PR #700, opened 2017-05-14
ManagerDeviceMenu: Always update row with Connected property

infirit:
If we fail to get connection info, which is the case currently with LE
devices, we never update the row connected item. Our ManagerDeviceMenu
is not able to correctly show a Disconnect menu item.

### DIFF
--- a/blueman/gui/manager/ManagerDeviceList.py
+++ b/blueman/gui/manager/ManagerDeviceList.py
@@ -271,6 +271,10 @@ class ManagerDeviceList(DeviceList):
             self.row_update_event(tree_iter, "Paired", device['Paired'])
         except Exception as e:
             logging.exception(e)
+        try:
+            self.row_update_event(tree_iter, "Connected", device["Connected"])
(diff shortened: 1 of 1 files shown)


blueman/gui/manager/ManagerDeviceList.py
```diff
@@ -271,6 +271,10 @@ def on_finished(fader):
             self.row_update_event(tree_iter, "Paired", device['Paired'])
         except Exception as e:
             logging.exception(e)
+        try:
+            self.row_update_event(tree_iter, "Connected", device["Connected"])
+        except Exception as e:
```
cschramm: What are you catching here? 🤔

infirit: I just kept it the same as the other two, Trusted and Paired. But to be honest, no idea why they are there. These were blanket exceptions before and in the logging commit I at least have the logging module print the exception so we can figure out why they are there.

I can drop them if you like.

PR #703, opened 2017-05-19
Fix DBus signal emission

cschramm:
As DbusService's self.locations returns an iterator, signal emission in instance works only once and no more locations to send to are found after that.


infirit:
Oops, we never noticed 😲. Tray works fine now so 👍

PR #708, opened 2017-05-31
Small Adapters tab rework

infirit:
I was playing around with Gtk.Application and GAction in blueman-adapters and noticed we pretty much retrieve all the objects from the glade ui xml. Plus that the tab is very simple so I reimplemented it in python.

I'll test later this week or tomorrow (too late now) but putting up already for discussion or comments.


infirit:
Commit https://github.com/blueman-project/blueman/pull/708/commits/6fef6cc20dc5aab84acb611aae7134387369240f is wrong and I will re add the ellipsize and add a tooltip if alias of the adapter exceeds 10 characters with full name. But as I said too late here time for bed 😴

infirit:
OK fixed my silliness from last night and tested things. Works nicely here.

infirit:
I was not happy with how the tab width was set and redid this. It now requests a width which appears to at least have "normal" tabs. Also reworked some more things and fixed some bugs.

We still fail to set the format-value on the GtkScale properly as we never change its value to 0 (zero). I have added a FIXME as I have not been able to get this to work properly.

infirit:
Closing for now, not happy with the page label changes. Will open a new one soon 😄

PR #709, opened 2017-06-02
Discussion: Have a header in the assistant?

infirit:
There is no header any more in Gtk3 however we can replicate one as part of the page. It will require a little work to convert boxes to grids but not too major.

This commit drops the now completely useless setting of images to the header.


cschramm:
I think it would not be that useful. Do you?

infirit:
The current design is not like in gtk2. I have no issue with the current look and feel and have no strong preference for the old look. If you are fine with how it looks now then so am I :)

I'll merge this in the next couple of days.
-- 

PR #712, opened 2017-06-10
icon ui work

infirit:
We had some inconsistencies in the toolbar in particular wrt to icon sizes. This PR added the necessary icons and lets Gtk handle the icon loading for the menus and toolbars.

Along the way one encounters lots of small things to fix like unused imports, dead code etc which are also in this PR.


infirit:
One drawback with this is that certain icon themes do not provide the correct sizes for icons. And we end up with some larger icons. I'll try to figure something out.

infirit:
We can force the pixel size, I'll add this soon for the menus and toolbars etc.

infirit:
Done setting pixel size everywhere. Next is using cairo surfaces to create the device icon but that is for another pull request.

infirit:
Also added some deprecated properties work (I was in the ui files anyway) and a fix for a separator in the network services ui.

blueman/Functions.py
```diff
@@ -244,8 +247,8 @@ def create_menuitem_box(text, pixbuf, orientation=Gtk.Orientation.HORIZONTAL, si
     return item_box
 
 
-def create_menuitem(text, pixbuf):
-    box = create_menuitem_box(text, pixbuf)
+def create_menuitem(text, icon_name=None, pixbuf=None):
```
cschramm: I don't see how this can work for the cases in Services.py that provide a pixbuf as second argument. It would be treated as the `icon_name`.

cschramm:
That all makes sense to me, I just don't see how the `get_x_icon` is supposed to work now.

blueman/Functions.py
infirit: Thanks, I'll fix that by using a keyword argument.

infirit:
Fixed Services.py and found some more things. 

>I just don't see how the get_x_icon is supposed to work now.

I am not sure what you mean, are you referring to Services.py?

▸ Exercise objective
Every record shown above should be set down again exactly.

▸ Solution to this exercise
PR #700, opened 2017-05-14
ManagerDeviceMenu: Always update row with Connected property

infirit:
If we fail to get connection info, which is the case currently with LE
devices, we never update the row connected item. Our ManagerDeviceMenu
is not able to correctly show a Disconnect menu item.

### DIFF
--- a/blueman/gui/manager/ManagerDeviceList.py
+++ b/blueman/gui/manager/ManagerDeviceList.py
@@ -271,6 +271,10 @@ class ManagerDeviceList(DeviceList):
             self.row_update_event(tree_iter, "Paired", device['Paired'])
         except Exception as e:
             logging.exception(e)
+        try:
+            self.row_update_event(tree_iter, "Connected", device["Connected"])
(diff shortened: 1 of 1 files shown)


blueman/gui/manager/ManagerDeviceList.py
```diff
@@ -271,6 +271,10 @@ def on_finished(fader):
             self.row_update_event(tree_iter, "Paired", device['Paired'])
         except Exception as e:
             logging.exception(e)
+        try:
+            self.row_update_event(tree_iter, "Connected", device["Connected"])
+        except Exception as e:
```
cschramm: What are you catching here? 🤔

infirit: I just kept it the same as the other two, Trusted and Paired. But to be honest, no idea why they are there. These were blanket exceptions before and in the logging commit I at least have the logging module print the exception so we can figure out why they are there.

I can drop them if you like.

PR #703, opened 2017-05-19
Fix DBus signal emission

cschramm:
As DbusService's self.locations returns an iterator, signal emission in instance works only once and no more locations to send to are found after that.


infirit:
Oops, we never noticed 😲. Tray works fine now so 👍

PR #708, opened 2017-05-31
Small Adapters tab rework

infirit:
I was playing around with Gtk.Application and GAction in blueman-adapters and noticed we pretty much retrieve all the objects from the glade ui xml. Plus that the tab is very simple so I reimplemented it in python.

I'll test later this week or tomorrow (too late now) but putting up already for discussion or comments.


infirit:
Commit https://github.com/blueman-project/blueman/pull/708/commits/6fef6cc20dc5aab84acb611aae7134387369240f is wrong and I will re add the ellipsize and add a tooltip if alias of the adapter exceeds 10 characters with full name. But as I said too late here time for bed 😴

infirit:
OK fixed my silliness from last night and tested things. Works nicely here.

infirit:
I was not happy with how the tab width was set and redid this. It now requests a width which appears to at least have "normal" tabs. Also reworked some more things and fixed some bugs.

We still fail to set the format-value on the GtkScale properly as we never change its value to 0 (zero). I have added a FIXME as I have not been able to get this to work properly.

infirit:
Closing for now, not happy with the page label changes. Will open a new one soon 😄

PR #709, opened 2017-06-02
Discussion: Have a header in the assistant?

infirit:
There is no header any more in Gtk3 however we can replicate one as part of the page. It will require a little work to convert boxes to grids but not too major.

This commit drops the now completely useless setting of images to the header.


cschramm:
I think it would not be that useful. Do you?

infirit:
The current design is not like in gtk2. I have no issue with the current look and feel and have no strong preference for the old look. If you are fine with how it looks now then so am I :)

I'll merge this in the next couple of days.
-- 

PR #712, opened 2017-06-10
icon ui work

infirit:
We had some inconsistencies in the toolbar in particular wrt to icon sizes. This PR added the necessary icons and lets Gtk handle the icon loading for the menus and toolbars.

Along the way one encounters lots of small things to fix like unused imports, dead code etc which are also in this PR.


infirit:
One drawback with this is that certain icon themes do not provide the correct sizes for icons. And we end up with some larger icons. I'll try to figure something out.

infirit:
We can force the pixel size, I'll add this soon for the menus and toolbars etc.

infirit:
Done setting pixel size everywhere. Next is using cairo surfaces to create the device icon but that is for another pull request.

infirit:
Also added some deprecated properties work (I was in the ui files anyway) and a fix for a separator in the network services ui.

blueman/Functions.py
```diff
@@ -244,8 +247,8 @@ def create_menuitem_box(text, pixbuf, orientation=Gtk.Orientation.HORIZONTAL, si
     return item_box
 
 
-def create_menuitem(text, pixbuf):
-    box = create_menuitem_box(text, pixbuf)
+def create_menuitem(text, icon_name=None, pixbuf=None):
```
cschramm: I don't see how this can work for the cases in Services.py that provide a pixbuf as second argument. It would be treated as the `icon_name`.

cschramm:
That all makes sense to me, I just don't see how the `get_x_icon` is supposed to work now.

blueman/Functions.py
infirit: Thanks, I'll fix that by using a keyword argument.

infirit:
Fixed Services.py and found some more things. 

>I just don't see how the get_x_icon is supposed to work now.

I am not sure what you mean, are you referring to Services.py?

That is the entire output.